Teacher parent relationships

(5 Posts)
tested Sun 02-Dec-12 19:42:36

Hi, I am wondering if anyone can help me with advice on a very upsetting matter. My husband is in a relationship with a teacher at our kids school. He left in June and since that time has 'drip-fed' me updates of his relationship with her. Please don't jump to the conclusion that I am a bitter jilted wife, there is a back story to this.
I encouraged my husband to become a volunteer in our sons class as he was out of work back in November. He was enthusiastic but constantly made reference to our sons teacher, texting, facebooking her. In January I asked him if they were having an affair which he denied. Things never felt right and I would find myself feeling like an outsider around them at school events.In April he became a volunteer teaching assistant in her class. Fast forward to June and he leaves. Within weeks he announces his feelings for her and her for him, conveniently in the first week of the summer holidays.
I've been having meetings with the school regarding my sons now disruptive behaviour and in one the head teacher asked me if I believed anyone at the school had acted innapropriatly to contribute to our situation. Basically it had already been brought to her attention by others of their behaviour.
She has suggested to me that I should make an official complaint as the woman in question is not teaching any of my children but is still the key stage head of year. She has been signed off on long term sick.
I have no idea what the conduct is for this type of thing, obviously its been very upsetting for me and the kids. For five months i've bounced this around my head, im not a malicious person and could have caused a scene at the school, seeing her every morning is horrible. Does anybody know anything about rules or not on this? Or even what happens with complaints? Ive looked on the teaching agency's website and nothing. Thanks.

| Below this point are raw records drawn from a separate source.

PR #2990, opened 2020-04-28
Fix invalid request parsing.

anton-barabanov:
Problem is in case, when buffer stops reading in the last symbol of the
line. Next time it will read '\r\n' sequence and interpret it as an
empty line and set _end to true.


aleks-f (changes requested):
please write a test for this

obiltschnig:
I don't understand what issue this is solving.

aleks-f:
I guess what @anton-barabanov is saying is that, when `readFromDevice` reads `\r\n` only, it will interpret it as the end prematurely. But I'm not sure this fix is good and how to produce a test reproducing it.

PR #2997, opened 2020-05-14
Ignore Chunked-Body trailer

dahek:
Correct processing of trailer that may exist in Chunked-Body (see 3.6.1
RFC 2616) was added.


obiltschnig:
Properly fixed in #3658

PR #2998, opened 2020-05-14
Fix HTTPChunkedStreamBuf trying to read after eof

dahek:
Before this commit reading from HTTPChunkedStreamBuf could freeze if
HTTPChunkedStreamBuf::readFromDevice was called once more after
receiving EOF. This can happens if reading from HTTPChunkedStreamBuf is
performed using streambuf::sgetn method available through
istream::rdbuf.


Mironenko:
@obiltschnig , is there any chance to get that one merged? It has hugely hit us when request/response stream was accessed from some filtering_stream first and directly after (eg to handle !2977). HTTPChunkedStreamBuf's got to keep a track of its state, as HTTPFixedLengthStreamBuf does. What's to be done to get it merged?

PR #3013, opened 2020-05-27
MongoDB::Array interface improvements

matejk:
Two improvements:

* Use std::size_t instead of int in get function to be consistent with type returned from size()
* Array-specific add functions that automatically set stringified sequence number for element name to simplify adding members to array
* added test function for MongoDB array


obiltschnig:
Thanks, could you please re-target the PR against the `devel` branch?

matejk:
OK, I will create new PR.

MidnightHag Sun 02-Dec-12 21:18:27

Definite grounds for complaint (I'm not an expert, BTW). They have behaved appallingly and you sound like a saint!

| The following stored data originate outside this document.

PR #4996, opened 2025-08-11
Reorganise external libs to separate subdirectory

### LINKED ISSUE #4358: Reorganise source code of external libraries (pre-requisite for #4354)

matejk:
Closes #4358.

Source code of external libraries is moved to subdirectory `dependencies` where each of the libraries has its own subdirectory.

When creating a bundled build, a static library is created and then linked where appropriate. For unbundled builds system provided library is linked.

This mechanism allows cleaner separation of Poco and other code, easier upgrade and the possibility to have fine-grained bundled options per external library.


matejk:
- External sources moved to `dependendies`
- static (object) libraries built and linked to Poco libraries
- Poco code and CMake files updated
- Most CI tests converted to build with CMake instead of make/VS
- fixed a few issues detected with thread sanitizer

dependencies/hpdf/CMakeLists.txt
```diff
@@ -0,0 +1,26 @@
...
+
+target_include_directories(_BUNDLED_HPDF
+	PUBLIC
+		$<BUILD_INTERFACE:${CMAKE_CURRENT_SOURCE_DIR}/src>
+)
+
+if (POCO_UNBUNDLED)
+	target_link_libraries(_BUNDLED_HPDF PRIVATE PNG::PNG)
+else()
+	target_link_libraries(_BUNDLED_HPDF PRIVATE "$<BUILD_LOCAL_INTERFACE:PNG::PNG>")
```
andrewauclair, line 23: Is there an alternate solution to the BUILD_LOCAL_INTERFACE generator expression here? I think it would be good if Poco kept the cmake minimum to 3.15, or at least not jumping all the way to 3.26.

matejk: I was not able to find other solution that does not involve writing own custom CMake scripts. And CMake 3.26 is the first version that has clean solution to link private Poco library and not get undefined export errors.

matejk:
Replaced all Make and VS jobs in the CI with CMake.

PR is ready to be merged.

MrsJourns Sun 02-Dec-12 23:11:39

I'm not so sure there are grounds for complaint.
Whilst their behaviour has been appalling there is no rule against them having a relationship. Also whilst this has obviously been very upsetting for your son and the cause of his behavioural problems it would be difficult to say his issues were the direct result of his father having a relationship with this teacher, as opposed to his father having a new relationship.
There would only be a case to answer if she has behaved in any way unprofessionally or unfairly to your son or you whilst carrying out her job.
We had a similar situation in my school (except the spouses were both teachers in the school and the new partner was a parent, children in school from both families). Tricky and uncomfortable for everyone, but no rules broken.

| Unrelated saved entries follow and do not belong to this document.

Issue #5002, opened 2025-08-22
Oracle DB Integers


aleks-f:
Oracle essentially has no integer type; we tried to [work around it](https://github.com/pocoproject/poco/blob/dc1c8e1cd5d1917cf9deb439ac3936a4d8788e35/Data/ODBC/src/ODBCMetaColumn.cpp#L134-L143) so that we don't have to use double for any numeric value, but newer ODBC drivers (v23 in particular) take an issue with it:

Binding is ok:

```
[ODBC][22923][1755812435.900928][SQLBindCol.c][245]
		Entry:
			Statement = 0xaaaae95f8370
			Column Number = 1
			Target Type = -25 SQL_C_SBIGINT
			Target Value = 0xaaaae9601598
			Buffer Length = 8
			StrLen Or Ind = 0xaaaae9600b80
[ODBC][22923][1755812435.900930][SQLBindCol.c][353]
		Exit:[SQL_SUCCESS]
```

But fetching the data is not:
```
[ODBC][22923][1755812435.901763][SQLFetch.c][352]
		Exit:[SQL_ERROR]
[ODBC][22923][1755812435.901767][SQLGetDiagRec.c][681]
		Entry:
			Statement = 0xaaaae95f8370
			Rec Number = 1
			SQLState = 0xfffffc65a0a0
			Native = 0xfffffc65a2a8
			Message Text = 0xfffffc65a0a6
			Buffer Length = 513
			Text Len Ptr = 0xfffffc65a098
		DIAG [HY004] [Oracle][ODBC]Invalid SQL data type <-25>.
```

And so, I guess all numbers in Oracle will have to be treated as double.

PR #5003, opened 2025-08-22
fix(Data/ODBC): Oracle DB Integers #5002

aleks-f:


matejk:
I don't know the underlying problem well enough to be able to provide meaningful comments on the changes.

Data/DataTest/src/SQLExecutor.cpp
```diff
@@ -2849,8 +2849,16 @@ void SQLExecutor::internalExtraction()
 		}
 		catch(BadCastException&)
 		{
-			Poco::Int64 l = rset.value<Poco::Int64>(0,0);
-			assertTrue (1 == l);
+			try
```
matejk, line 2852: @aleks-f, is it possible to know in advance that the database/driver does not support integers and adapt accordingly without using exceptions?

aleks-f: It is possible to find out what back-end we are dealing with, but I would not spend time on it here - I think this is good enough for testing purposes

https://github.com/pocoproject/poco/blob/267cb41daaea45001d9761c9128ba1e05c8a1089/Data/ODBC/include/Poco/Data/ODBC/Utility.h#L177-L187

pudding25 Mon 03-Dec-12 18:44:35

I find it utterly bizarre that the school allowed your ex to become a TA in your son's class. This should not have been allowed and that is something I would complain about.

tested Mon 03-Dec-12 23:16:59

Thank you to all who have replied. I'm under the impression that their relationship started last academic year whilst we were still together and she was teaching my son and also mentoring my husband on his course. Other members of staff had raised concerns about their behaviour but its not as though the head could approach me and ask me did I believe my husband was having an affair. Before we separated my husband told me how she had been accused of sleeping with two married TA's before one of whom separated from his wife for a period because of it. As you can imagine this woman is no longer a role model for my children. she also spoke of an ongoing disciplinary of another teacher to my husband (I have no idea why he felt the need to tell me) despite the fact he has left the TA course and was no longer at the school. My concern is the hurt and confusion the kids have over what is going on. Do I still call her miss? Is she going to be my new mum? etc. they are receiving counselling from a family support worker but the gossip in the playground is horrible for all of us. I'm hoping things can only get better.